Collected data entries
= = = =

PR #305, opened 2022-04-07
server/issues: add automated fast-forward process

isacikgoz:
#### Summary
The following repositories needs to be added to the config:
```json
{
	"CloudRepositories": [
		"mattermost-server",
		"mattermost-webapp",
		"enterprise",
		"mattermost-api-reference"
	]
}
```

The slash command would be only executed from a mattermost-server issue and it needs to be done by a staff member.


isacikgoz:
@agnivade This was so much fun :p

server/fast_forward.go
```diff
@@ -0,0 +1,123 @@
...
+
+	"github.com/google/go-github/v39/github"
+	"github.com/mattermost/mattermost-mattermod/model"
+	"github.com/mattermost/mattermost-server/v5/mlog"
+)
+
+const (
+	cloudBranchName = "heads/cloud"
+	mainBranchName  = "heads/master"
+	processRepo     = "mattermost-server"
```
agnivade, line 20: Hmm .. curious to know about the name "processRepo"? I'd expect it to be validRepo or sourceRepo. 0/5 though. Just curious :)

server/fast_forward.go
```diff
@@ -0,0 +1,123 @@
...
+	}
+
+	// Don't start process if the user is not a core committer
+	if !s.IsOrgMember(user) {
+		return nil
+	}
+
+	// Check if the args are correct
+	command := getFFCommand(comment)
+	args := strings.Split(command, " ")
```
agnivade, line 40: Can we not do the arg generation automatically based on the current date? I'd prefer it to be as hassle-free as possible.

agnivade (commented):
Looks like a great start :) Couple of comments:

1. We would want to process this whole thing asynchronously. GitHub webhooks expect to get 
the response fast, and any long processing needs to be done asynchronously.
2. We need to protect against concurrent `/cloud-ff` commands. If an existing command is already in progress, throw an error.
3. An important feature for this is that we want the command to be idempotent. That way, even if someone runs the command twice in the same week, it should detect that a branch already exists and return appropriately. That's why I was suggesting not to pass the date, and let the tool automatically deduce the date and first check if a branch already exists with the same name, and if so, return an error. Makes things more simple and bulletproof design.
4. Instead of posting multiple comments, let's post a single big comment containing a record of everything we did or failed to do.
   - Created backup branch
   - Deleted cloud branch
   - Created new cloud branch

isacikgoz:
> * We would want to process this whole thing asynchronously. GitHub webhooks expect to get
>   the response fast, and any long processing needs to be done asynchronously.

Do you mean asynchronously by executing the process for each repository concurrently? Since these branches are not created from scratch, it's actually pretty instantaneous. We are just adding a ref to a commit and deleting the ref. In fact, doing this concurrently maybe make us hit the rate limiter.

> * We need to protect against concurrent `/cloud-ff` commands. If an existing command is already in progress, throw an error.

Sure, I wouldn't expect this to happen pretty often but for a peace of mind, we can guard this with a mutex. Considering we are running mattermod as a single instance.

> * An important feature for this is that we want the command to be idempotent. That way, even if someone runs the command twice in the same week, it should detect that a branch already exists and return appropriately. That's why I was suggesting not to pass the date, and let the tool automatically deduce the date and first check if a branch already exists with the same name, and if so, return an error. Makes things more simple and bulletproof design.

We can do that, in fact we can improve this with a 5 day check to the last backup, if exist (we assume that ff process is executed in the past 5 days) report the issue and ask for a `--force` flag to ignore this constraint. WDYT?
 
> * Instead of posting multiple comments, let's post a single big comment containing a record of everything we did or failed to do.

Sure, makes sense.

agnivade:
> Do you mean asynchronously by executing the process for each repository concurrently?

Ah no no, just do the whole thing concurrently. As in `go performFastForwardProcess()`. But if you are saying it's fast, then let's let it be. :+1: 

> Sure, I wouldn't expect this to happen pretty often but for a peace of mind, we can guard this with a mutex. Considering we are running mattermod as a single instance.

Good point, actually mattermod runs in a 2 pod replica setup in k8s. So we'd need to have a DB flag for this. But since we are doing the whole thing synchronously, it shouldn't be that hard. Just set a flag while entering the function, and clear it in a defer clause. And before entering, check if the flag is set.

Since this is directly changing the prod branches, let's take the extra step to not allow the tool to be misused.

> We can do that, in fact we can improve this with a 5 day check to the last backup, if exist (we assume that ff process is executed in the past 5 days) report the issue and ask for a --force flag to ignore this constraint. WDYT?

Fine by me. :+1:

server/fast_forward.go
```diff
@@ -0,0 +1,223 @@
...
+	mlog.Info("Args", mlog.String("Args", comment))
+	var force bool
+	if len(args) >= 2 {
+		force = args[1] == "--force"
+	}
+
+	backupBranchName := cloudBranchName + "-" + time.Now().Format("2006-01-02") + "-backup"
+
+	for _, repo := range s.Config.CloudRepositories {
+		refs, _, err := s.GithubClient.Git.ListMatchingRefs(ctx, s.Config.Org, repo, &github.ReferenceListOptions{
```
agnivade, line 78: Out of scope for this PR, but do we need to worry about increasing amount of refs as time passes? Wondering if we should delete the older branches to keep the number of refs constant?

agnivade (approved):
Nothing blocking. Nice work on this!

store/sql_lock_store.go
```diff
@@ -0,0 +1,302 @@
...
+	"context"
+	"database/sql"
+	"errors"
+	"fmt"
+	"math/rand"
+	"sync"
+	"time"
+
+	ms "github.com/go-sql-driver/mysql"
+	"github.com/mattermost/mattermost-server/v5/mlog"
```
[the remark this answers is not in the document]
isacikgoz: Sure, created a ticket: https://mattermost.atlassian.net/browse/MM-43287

= = = =

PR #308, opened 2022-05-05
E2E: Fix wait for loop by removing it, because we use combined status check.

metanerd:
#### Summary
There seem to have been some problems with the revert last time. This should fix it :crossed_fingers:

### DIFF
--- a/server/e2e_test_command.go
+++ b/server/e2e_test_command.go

= = = =

• Directions: Wherever "response" occurs in the entries above, copy the line it sits on.

• Task solution:
the response fast, and any long processing needs to be done asynchronously.
>   the response fast, and any long processing needs to be done asynchronously.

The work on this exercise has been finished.